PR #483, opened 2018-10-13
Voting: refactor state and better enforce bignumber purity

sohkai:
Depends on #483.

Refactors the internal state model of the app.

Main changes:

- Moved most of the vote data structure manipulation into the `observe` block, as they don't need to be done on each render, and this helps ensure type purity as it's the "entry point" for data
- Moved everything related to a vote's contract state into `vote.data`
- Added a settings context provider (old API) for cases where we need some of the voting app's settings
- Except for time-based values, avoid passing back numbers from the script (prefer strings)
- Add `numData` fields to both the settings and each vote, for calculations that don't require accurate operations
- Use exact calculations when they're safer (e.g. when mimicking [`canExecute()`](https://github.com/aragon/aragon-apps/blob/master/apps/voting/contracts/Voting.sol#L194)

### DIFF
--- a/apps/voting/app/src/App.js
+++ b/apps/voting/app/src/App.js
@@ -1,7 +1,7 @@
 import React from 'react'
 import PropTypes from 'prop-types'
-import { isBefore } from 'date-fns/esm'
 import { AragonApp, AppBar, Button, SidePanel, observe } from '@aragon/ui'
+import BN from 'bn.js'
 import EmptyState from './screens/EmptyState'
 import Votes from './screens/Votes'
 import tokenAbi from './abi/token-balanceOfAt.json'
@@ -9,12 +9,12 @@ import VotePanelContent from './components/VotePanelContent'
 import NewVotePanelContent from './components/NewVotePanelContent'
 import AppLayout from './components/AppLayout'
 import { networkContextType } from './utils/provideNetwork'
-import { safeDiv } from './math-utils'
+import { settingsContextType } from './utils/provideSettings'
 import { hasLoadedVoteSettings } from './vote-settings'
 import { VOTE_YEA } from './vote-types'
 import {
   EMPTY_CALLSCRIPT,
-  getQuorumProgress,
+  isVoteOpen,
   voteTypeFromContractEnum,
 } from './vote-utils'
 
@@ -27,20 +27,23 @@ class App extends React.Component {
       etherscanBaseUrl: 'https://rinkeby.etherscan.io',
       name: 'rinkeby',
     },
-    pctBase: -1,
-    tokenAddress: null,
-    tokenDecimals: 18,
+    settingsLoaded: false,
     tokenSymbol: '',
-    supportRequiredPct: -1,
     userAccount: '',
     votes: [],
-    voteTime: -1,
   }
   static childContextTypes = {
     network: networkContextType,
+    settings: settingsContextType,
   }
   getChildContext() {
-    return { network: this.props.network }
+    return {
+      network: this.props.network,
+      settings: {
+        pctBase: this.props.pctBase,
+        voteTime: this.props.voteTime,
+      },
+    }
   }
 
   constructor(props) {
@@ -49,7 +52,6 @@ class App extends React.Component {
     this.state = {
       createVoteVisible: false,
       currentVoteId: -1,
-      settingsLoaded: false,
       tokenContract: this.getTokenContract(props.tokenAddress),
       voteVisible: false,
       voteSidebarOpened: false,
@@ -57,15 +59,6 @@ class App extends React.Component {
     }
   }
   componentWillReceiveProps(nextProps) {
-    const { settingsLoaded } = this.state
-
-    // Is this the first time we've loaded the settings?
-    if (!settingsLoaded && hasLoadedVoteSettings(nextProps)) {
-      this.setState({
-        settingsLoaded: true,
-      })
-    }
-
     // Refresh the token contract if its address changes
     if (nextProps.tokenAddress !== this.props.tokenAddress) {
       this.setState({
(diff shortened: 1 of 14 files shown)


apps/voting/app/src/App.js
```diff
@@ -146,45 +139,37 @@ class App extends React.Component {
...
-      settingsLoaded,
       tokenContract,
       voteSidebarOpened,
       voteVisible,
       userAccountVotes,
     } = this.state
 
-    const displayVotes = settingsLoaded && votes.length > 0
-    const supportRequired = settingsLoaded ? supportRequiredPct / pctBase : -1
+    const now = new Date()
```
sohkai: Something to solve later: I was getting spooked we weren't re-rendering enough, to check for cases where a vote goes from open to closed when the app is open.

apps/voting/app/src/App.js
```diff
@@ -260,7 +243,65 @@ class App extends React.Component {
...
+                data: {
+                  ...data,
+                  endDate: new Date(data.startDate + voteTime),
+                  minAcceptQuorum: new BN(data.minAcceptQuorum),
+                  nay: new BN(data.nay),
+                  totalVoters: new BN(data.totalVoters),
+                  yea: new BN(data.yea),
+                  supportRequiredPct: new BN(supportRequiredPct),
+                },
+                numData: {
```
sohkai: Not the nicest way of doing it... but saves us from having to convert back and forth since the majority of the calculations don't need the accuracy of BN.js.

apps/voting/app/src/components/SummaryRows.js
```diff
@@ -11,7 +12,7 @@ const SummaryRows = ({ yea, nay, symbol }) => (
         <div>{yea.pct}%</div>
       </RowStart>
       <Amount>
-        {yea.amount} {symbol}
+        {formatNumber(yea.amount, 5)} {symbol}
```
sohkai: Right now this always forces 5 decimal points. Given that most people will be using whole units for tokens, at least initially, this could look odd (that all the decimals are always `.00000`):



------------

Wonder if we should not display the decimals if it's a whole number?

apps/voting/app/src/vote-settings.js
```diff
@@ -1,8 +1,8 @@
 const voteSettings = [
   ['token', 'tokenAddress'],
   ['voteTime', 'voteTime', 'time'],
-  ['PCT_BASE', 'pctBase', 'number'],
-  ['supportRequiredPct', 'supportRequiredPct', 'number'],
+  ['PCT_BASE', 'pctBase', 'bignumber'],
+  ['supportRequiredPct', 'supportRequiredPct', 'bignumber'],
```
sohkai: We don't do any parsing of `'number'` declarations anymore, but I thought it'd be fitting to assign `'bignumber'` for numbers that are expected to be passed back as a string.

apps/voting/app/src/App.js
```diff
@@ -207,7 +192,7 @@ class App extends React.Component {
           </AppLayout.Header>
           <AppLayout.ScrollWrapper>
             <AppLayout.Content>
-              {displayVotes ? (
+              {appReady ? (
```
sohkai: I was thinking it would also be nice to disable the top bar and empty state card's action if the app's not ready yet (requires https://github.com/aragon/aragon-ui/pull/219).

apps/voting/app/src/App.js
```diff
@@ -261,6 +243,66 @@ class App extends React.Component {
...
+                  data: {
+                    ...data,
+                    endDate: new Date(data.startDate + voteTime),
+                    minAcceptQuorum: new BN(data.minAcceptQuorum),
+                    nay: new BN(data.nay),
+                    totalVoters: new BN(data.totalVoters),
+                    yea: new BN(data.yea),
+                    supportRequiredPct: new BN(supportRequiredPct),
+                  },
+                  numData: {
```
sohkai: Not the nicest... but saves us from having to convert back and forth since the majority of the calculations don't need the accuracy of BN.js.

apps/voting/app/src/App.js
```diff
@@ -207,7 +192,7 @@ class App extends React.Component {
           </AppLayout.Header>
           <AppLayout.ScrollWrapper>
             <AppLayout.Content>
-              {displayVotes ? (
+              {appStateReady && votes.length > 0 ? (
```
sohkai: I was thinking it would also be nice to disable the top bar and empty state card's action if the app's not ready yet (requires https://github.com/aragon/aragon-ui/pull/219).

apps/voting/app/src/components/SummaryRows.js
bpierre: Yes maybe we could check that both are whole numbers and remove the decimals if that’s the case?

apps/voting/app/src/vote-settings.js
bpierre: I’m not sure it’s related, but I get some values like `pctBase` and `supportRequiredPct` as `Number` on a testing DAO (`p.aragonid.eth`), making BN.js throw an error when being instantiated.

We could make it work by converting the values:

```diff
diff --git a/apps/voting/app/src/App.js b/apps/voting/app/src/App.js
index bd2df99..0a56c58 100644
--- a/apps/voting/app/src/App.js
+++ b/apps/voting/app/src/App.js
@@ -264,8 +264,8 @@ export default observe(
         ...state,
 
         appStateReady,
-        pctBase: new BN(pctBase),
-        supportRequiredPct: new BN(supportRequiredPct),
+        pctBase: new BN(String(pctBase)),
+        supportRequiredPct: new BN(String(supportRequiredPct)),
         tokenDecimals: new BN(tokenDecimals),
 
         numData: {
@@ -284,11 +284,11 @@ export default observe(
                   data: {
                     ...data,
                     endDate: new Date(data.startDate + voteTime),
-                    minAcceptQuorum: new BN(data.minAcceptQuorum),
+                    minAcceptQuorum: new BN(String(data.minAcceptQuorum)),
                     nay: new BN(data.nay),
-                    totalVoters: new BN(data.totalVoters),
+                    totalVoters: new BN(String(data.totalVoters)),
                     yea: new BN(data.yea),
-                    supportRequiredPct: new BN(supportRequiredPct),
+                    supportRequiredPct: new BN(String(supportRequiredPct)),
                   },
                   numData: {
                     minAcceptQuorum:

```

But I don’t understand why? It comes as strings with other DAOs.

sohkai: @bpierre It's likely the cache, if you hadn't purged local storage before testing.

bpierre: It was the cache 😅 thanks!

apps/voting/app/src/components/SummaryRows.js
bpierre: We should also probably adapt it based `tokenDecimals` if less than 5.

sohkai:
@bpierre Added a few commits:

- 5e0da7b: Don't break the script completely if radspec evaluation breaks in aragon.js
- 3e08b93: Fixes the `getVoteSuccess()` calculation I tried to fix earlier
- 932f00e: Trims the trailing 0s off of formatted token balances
··········
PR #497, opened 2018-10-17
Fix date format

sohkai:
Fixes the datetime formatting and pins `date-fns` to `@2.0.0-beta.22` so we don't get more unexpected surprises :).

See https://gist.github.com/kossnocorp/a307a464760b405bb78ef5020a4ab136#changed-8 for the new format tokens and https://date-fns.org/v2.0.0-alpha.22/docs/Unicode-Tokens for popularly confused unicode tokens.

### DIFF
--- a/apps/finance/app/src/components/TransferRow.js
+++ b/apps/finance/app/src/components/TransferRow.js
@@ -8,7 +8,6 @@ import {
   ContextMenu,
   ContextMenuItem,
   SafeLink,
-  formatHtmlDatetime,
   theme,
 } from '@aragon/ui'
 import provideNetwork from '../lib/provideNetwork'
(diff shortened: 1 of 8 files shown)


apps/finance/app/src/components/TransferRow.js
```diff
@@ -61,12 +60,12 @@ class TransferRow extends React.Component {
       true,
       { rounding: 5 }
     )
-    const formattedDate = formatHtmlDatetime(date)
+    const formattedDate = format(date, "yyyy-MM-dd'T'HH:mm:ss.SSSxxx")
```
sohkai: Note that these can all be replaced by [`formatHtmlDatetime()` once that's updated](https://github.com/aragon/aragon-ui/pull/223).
··········
Scan the material above for the word "supportRequiredPct", and copy each line where it appears.

Task response:
-    supportRequiredPct: -1,
-    const supportRequired = settingsLoaded ? supportRequiredPct / pctBase : -1
+                  supportRequiredPct: new BN(supportRequiredPct),
-  ['supportRequiredPct', 'supportRequiredPct', 'number'],
+  ['supportRequiredPct', 'supportRequiredPct', 'bignumber'],
+                    supportRequiredPct: new BN(supportRequiredPct),
bpierre: I’m not sure it’s related, but I get some values like `pctBase` and `supportRequiredPct` as `Number` on a testing DAO (`p.aragonid.eth`), making BN.js throw an error when being instantiated.
-        supportRequiredPct: new BN(supportRequiredPct),
+        supportRequiredPct: new BN(String(supportRequiredPct)),
-                    supportRequiredPct: new BN(supportRequiredPct),
+                    supportRequiredPct: new BN(String(supportRequiredPct)),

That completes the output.